Obviously, I wrote the article and I am passionate about the way I feel, so I have no problem engaging with you.

I have been to games and have experienced women' basketball. I watch UCONN-Tenn (which I liked alot...however all the rounds leading up to it were miserable!) and as you know, I did go to opening day of the Sun. I have watched women's hoops on TV and I went to college and watched our women's team all the time. I have experienced relatively high events in the Women's Basketball Pantheon.

They say this particular pro game I went to was bad. Although admittedly, I did have a good time, it just wasn't the basketball that made the time fun.

In most of the women's hoops games I view, I see 40 minutes of underhanded lay ups...missed underhanded lay ups at that...At the Sun game I saw opponents diving for the ball and when they fell on each other...instead of having that "competitive spirit"...I watched the girls tickle each other...

I didn't put that in the article cause it was unfair for me to say that happens at all the games but you certainly didn't feel any competitiveness out there. When I watch Diana Tuarasi, she's a different story. She's a baller.

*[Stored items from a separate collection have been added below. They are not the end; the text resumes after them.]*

PR #22, opened 2017-05-16
Add a busybox-based debug container.

dlorenc:
This was really useful in tracking down an issue with the jetty container I'm working on.

Usage:
```shell
docker run -it bazel/base:debug ash
```

cc @mattmoor @r2d4


mattmoor:
@damienmg Is it possible to predicate the definition of a rule on "opt" vs. "dbg"?

damienmg:
I don't think so :(

damienmg:
Or maybe with a config settings

PR #23, opened 2017-05-16
Add a jetty image.

dlorenc:
I had to switch back to the .deb from the udeb to get this to work.


WORKSPACE
```diff
@@ -35,6 +35,13 @@ http_file(
     sha256 = "d3819ceeb2becc96aea4b0fceda48f6e68f84193526bc67f6895c00796ee99d6",
 )
 
+# For the debug base image.
+http_file(
+    name = "busybox",
+    executable = True,
+    url = "https://busybox.net/downloads/binaries/1.21.1/busybox-x86_64"
```
mattmoor: sha256 :)

WORKSPACE
```diff
@@ -60,6 +67,12 @@ http_file(
    sha256 = "a1402290165e8d91b396a33d79580a4501041e92bdb62ef23929a0c207cd9af9",
 )
 
+# For Jetty
+http_file(
+   name = "jetty",
+   url = "http://central.maven.org/maven2/org/eclipse/jetty/jetty-distribution/9.4.4.v20170414/jetty-distribution-9.4.4.v20170414.tar.gz",
+)
```
mattmoor: sha256 :)

java/BUILD
```diff
@@ -16,3 +16,21 @@ docker_build(
...
     ],
 )
+
+# The default jetty tarball has a top-level versioned directory. We need to strip this directory
+# so that we can unpack directly into /jetty in our final image.
+genrule(
+    name = "unpacked_jetty",
+    srcs = ["@jetty//file"],
+    outs = ["_unpacked_jetty.tar.gz"],
+    cmd = "mkdir -p $(@D)/jetty && tar --strip-components=1 -xzf $(<) -C $(@D)/jetty && tar -czf $(@) -C $(@D) jetty  && rm -rf $(@D)/jetty",
```
mattmoor: Not that we've extensively tested windows, but there's no way this will work.  IIRC what I was doing in my prototype *might* have worked...

java/BUILD
```diff
@@ -16,3 +16,21 @@ docker_build(
...
+    visibility = ["//visibility:private"],
+)
+
+docker_build(
+    name = "jetty",
+    base = ":java8",
+    cmd = ["/jetty/start.jar"],
+    tars = [":_unpacked_jetty.tar.gz"],
+    workdir = "/jetty/demo-base/",
```
mattmoor: I think workdir should be `/jetty`, so that users don't have to override it.  Can you add a blurb similar to what we have for Java about how we expect folks to consume this?  e.g. Add your WAR under `/jetty/webapps`

java/examples/BUILD
```diff
@@ -0,0 +1,23 @@
+package(default_visibility = ["//visibility:public"])
+
+load("@io_bazel_rules_docker//docker:docker.bzl", "docker_build")
+
+docker_build(
+    name = "image",
+    base = "//java:jetty",
+    directory = "/jetty/webapps",
+    files = [":helloworld.war"],
+    workdir = "/jetty",
```
mattmoor: I'd move this into the base.  We could add the jetty-demo as an example here with:
```
docker_build(
   name = "jetty-demo",
   base = "//java:jetty",
   workdir = "/jetty/jetty-demo",
)
```

java/examples/BUILD
```diff
@@ -0,0 +1,23 @@
+package(default_visibility = ["//visibility:public"])
+
+load("@io_bazel_rules_docker//docker:docker.bzl", "docker_build")
+
+docker_build(
+    name = "image",
+    base = "//java:jetty",
+    directory = "/jetty/webapps",
+    files = [":helloworld.war"],
```
mattmoor: I don't think this is defined, is it?

java/examples/HelloJava.java
```diff
@@ -0,0 +1,7 @@
+package examples;
+
+public class HelloJava {
+    public static void main(String[] args) {
+        System.out.println("Hello world");
+    }
+}
```
mattmoor: newline at EOF

dlorenc: Done.

java/BUILD
dlorenc: Switched it to something closer to yours. I moved the jetty BUILD file out to it's own file so we can buildifier it.

mattmoor: I don't see this change?

dlorenc: Looks like github is having some issues? I refreshed and it's back but I got a few 500s in the middle.

WORKSPACE
```diff
@@ -68,9 +61,12 @@ http_file(
 )
 
 # For Jetty
-http_file(
+new_http_archive(
    name = "jetty",
+   build_file = "BUILD.jetty",
    url = "http://central.maven.org/maven2/org/eclipse/jetty/jetty-distribution/9.4.4.v20170414/jetty-distribution-9.4.4.v20170414.tar.gz",
+   strip_prefix = "jetty-distribution-9.4.4.v20170414/",
```
mattmoor: Consider hoisting a single version constant?

I did this myself here: https://github.com/bazelbuild/rules_docker/blob/master/docker/docker.bzl#L28

mattmoor: Also, did you try using `maven_jar` for this?

buildifier.sh
```diff
@@ -1,6 +1,6 @@
 #!/bin/bash
 
-files=$(buildifier -mode=check $(find . -name BUILD -o -name '*.bzl' -type f))
+files=$(buildifier -mode=check $(find . -name 'BUILD*'' -o -name '*.bzl' -type f))
```
mattmoor: extra quote

WORKSPACE
dlorenc: I didn't try, but it would probably be pretty similar. maven_jar just exposes a filegroup that we would need to tar:
https://github.com/bazelbuild/bazel/blob/516f7e9912ad3130ce18322d43be3e2f57c97ca1/tools/build_defs/repo/maven_rules.bzl#L167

I feel bad for her that she even has to enter the WNBA. I wish she could stay at UCONN forever cause rooting for her and the school is fun and exciting. 

I'm sorry you didn't like my article...

You have no idea what it is like to be a woman and work in the sports industry and have to blindly accept the fact that the WNBA and Title IX are the greatest things to ever happen to women. (this view is wildly accepted, and never challenged, by many women who work in sports...or-this so called sports sisterhood)

Certainly they do good things, but if you disagree with any of it, there is this absolute backlash. People make me feel the way your email made me feel and I am not going to sit in fear and accept the fact that I have to like it. For you to insinuate that I am not a strong woman, you are highly mistaken.

Sports, unfortunately, is about entertainment, it's a business... it's not about eliciting moral high ground.

I tried to tackle this in a humorous way as well as make a point that I know many don't like to hear. I was being honest! Keep in mind, I write for Page 2 (condom jokes) not the Atlantic Monthly! 

I went to an all women's college, I have been raised in a house with only girls, I support women's sports. My exception is women's basketball on a pro level. Their game is embarrassing! They can develop it all they want. It will still be embarrassing! As a woman, I want women to succeed not FAIL! This is an aggregate failure. A failure you're giving me a guilt trip about.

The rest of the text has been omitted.